Daudzai, Afganistan’ın, nihai kararların Devlet Başkanı Hamid Karzai tarafından alındığı egemen bir devlet olduğuna inanmanın Afgan halkı açısından büyük önem taşıdığına dikkat çekti. (Daudzai’nin de açıkça ifade ettiği üzere bu inancın tekemmül edebilmesi için, bakanlara CIA tarafından ödeme yapıldığı yönündeki söylentilerin sona ermesi gerekir.) Bu arada ABD’nin ülkedeki askeri varlığına rağmen Karzai, son bir yıldan fazla bir süredir aralarında Çin’in de bulunduğu yeni dostlar bulmaya çalışıyor.

Karzai’nin bu çabaları, bize bu eğlenceli hikâyenin Afganistan sınırlarının ötesine uzanan diğer yönünü gösteriyor. Afgan hükümet yetkilileri ile dost bir ülkeye de ait olsa istihbarat servislerinin irtibatta olduğuna ilişkin iddialar ne zaman gündeme gelse, hükümet kamuoyunu teskin etmek amacıyla sert tepki gösteriyor. Egemenlik kavramı, küreselleşmiş bir dünya öngörüleri ve tek bir devlete ait yasaların (bu yasalar genelde ABD’ye ait olmakla bazı durumlarda AB’ye de ait olabilir) sınırlar ötesinde de uygulamaya konmasına ilişkin pek çok yeni fikrin ortaya atıldığı doksanlı yılları hatırlayın: Madem dünya bu kadar hızlı değişiyor, ülkenizin bakanları CIA ajanıymış, bundan ne çıkar ki!

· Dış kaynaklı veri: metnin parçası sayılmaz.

PR #341, opened 2023-01-26
feat(proxy): add caches

kckeiks:
## Checklist

### DIFF
--- a/crates/ursa-proxy/src/cache/tlrfu/mod.rs
+++ b/crates/ursa-proxy/src/cache/tlrfu/mod.rs
@@ -29,7 +29,6 @@ pub trait ByteSize {
     fn len(&self) -> usize;
 }
 
-#[cfg(not(test))]
 pub fn now() -> SystemTime {
     SystemTime::now()
 }
--- a/crates/ursa-proxy/src/cache/tlrfu/mod.rs
+++ b/crates/ursa-proxy/src/cache/tlrfu/mod.rs
@@ -1,0 +1,192 @@
+mod lru;
+
+use std::{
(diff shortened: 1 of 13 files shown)


crates/ursa-proxy/src/main.rs
```diff
@@ -1,22 +1,27 @@
...
-mod core;
-
 #[tokio::main]
 async fn main() -> Result<()> {
     let Cli {
         command: Commands::Daemon(opts),
     } = Cli::parse();
     let config = load_config(&opts.config.parse::<PathBuf>()?)?;
-    ProxyCore::new(config).start_servers().await.unwrap();
+    let cache = TlrfuCache::new(200_000_000, 5 * 60 * 1000, 2_000_000);
```
b0xtch, line 21: Giving these numbers types/parametrize them will help readability.

crates/ursa-proxy/src/cache/tlrfu/mod.rs
```diff
@@ -0,0 +1,185 @@
+mod lru;
```
kckeiks, line 1: Copypasta from gateway. Maybe this should be released as a crate so we can just wrap it up like moka. Thoughts?

b0xtch: That's sounds like a good idea, I see this can be used for other purposes. I would cc @scott-dn 

Maybe not in this PR

kckeiks: Sounds good

kckeiks:
Closing in favor of https://github.com/fleek-network/ursa/pull/345.

PR #343, opened 2023-01-26
feat: bootstrap timeout retry logic + new peer log level

ozwaldorf:
## Why

Some node operators have been reporting random bootstrap timeouts, and metrics show some nodes with low/no peers.

## What

- adds retry logic for bootstrap timeouts
- gives up after 10 tries
- raise new peer log level for more comfort to node operators that their node is receiving peers correctly

## Notes

I raised the log level for new peers, but it may be preferable to revert that change. If so, we could start directing node runners to use
```
curl localhost:4069/metrics | grep peers 
```
which would return something like 
```
# TYPE swarm_connected_peers gauge
swarm_connected_peers 101
```
as a small healthcheck on the nodes connection status

## Checklist

### DIFF
--- a/crates/ursa-network/src/behaviour.rs
+++ b/crates/ursa-network/src/behaviour.rs
@@ -18,6 +18,7 @@ use db::Store;
 use fvm_ipld_blockstore::Blockstore;
 use graphsync::GraphSync;
 use libipld::{store::StoreParams, Cid};
+use libp2p::kad::{NoKnownPeers, QueryId};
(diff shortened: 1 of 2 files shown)


mxinden:
If I understand correctly, you are running `Kademlia::bootstrap` once (or multiple times on failure). In my eyes the name of the method is misleading. In other words, it is worth considering running `Kademlia::bootstrap` on an interval across the entire lifecycle of a node. That should also mirror the behavior of Kubo. If I recall correctly they call it "random walk".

Hele hele bir ülke bakanlarının yabancı bir ülke vatandaşı olması (yabancı ülke derken elbette ABD’yi kastediyoruz) kimin umurunda olur ki!

Aralarında çifte vatandaşlığa sahip bakanlar da olmak üzere bu tür örnekler 1990’larda Rusya’da da görülmüş ve kimse bu hadiselerden hoşlanmamıştı. Benzer şekilde 2000’li yıllarda da Ukrayna ve Gürcistan örneklerinden hatırladığımız üzere yabancı eşlerle evli cumhurbaşkanları furyası yaşanmıştı. Unutmadan eklemek gerekir, bir de Gürcistan’ın 28 yaşındaki ekonomi bakanı Veronika Kabalia’yı bir striptiz kulübünün sahnesinde gösteren fotoğraflar yansımıştı medyaya. Elbette genç bakan kötü bir şey yapmadı orada. Burada asıl sorulması gerek bakanın striptiz kulübünün sahnesinde ne işi olduğu değil, bu Gürcü asıllı Kanadalının nasıl olup da Gürcistan’da bakan koltuğuna oturtulduğudur.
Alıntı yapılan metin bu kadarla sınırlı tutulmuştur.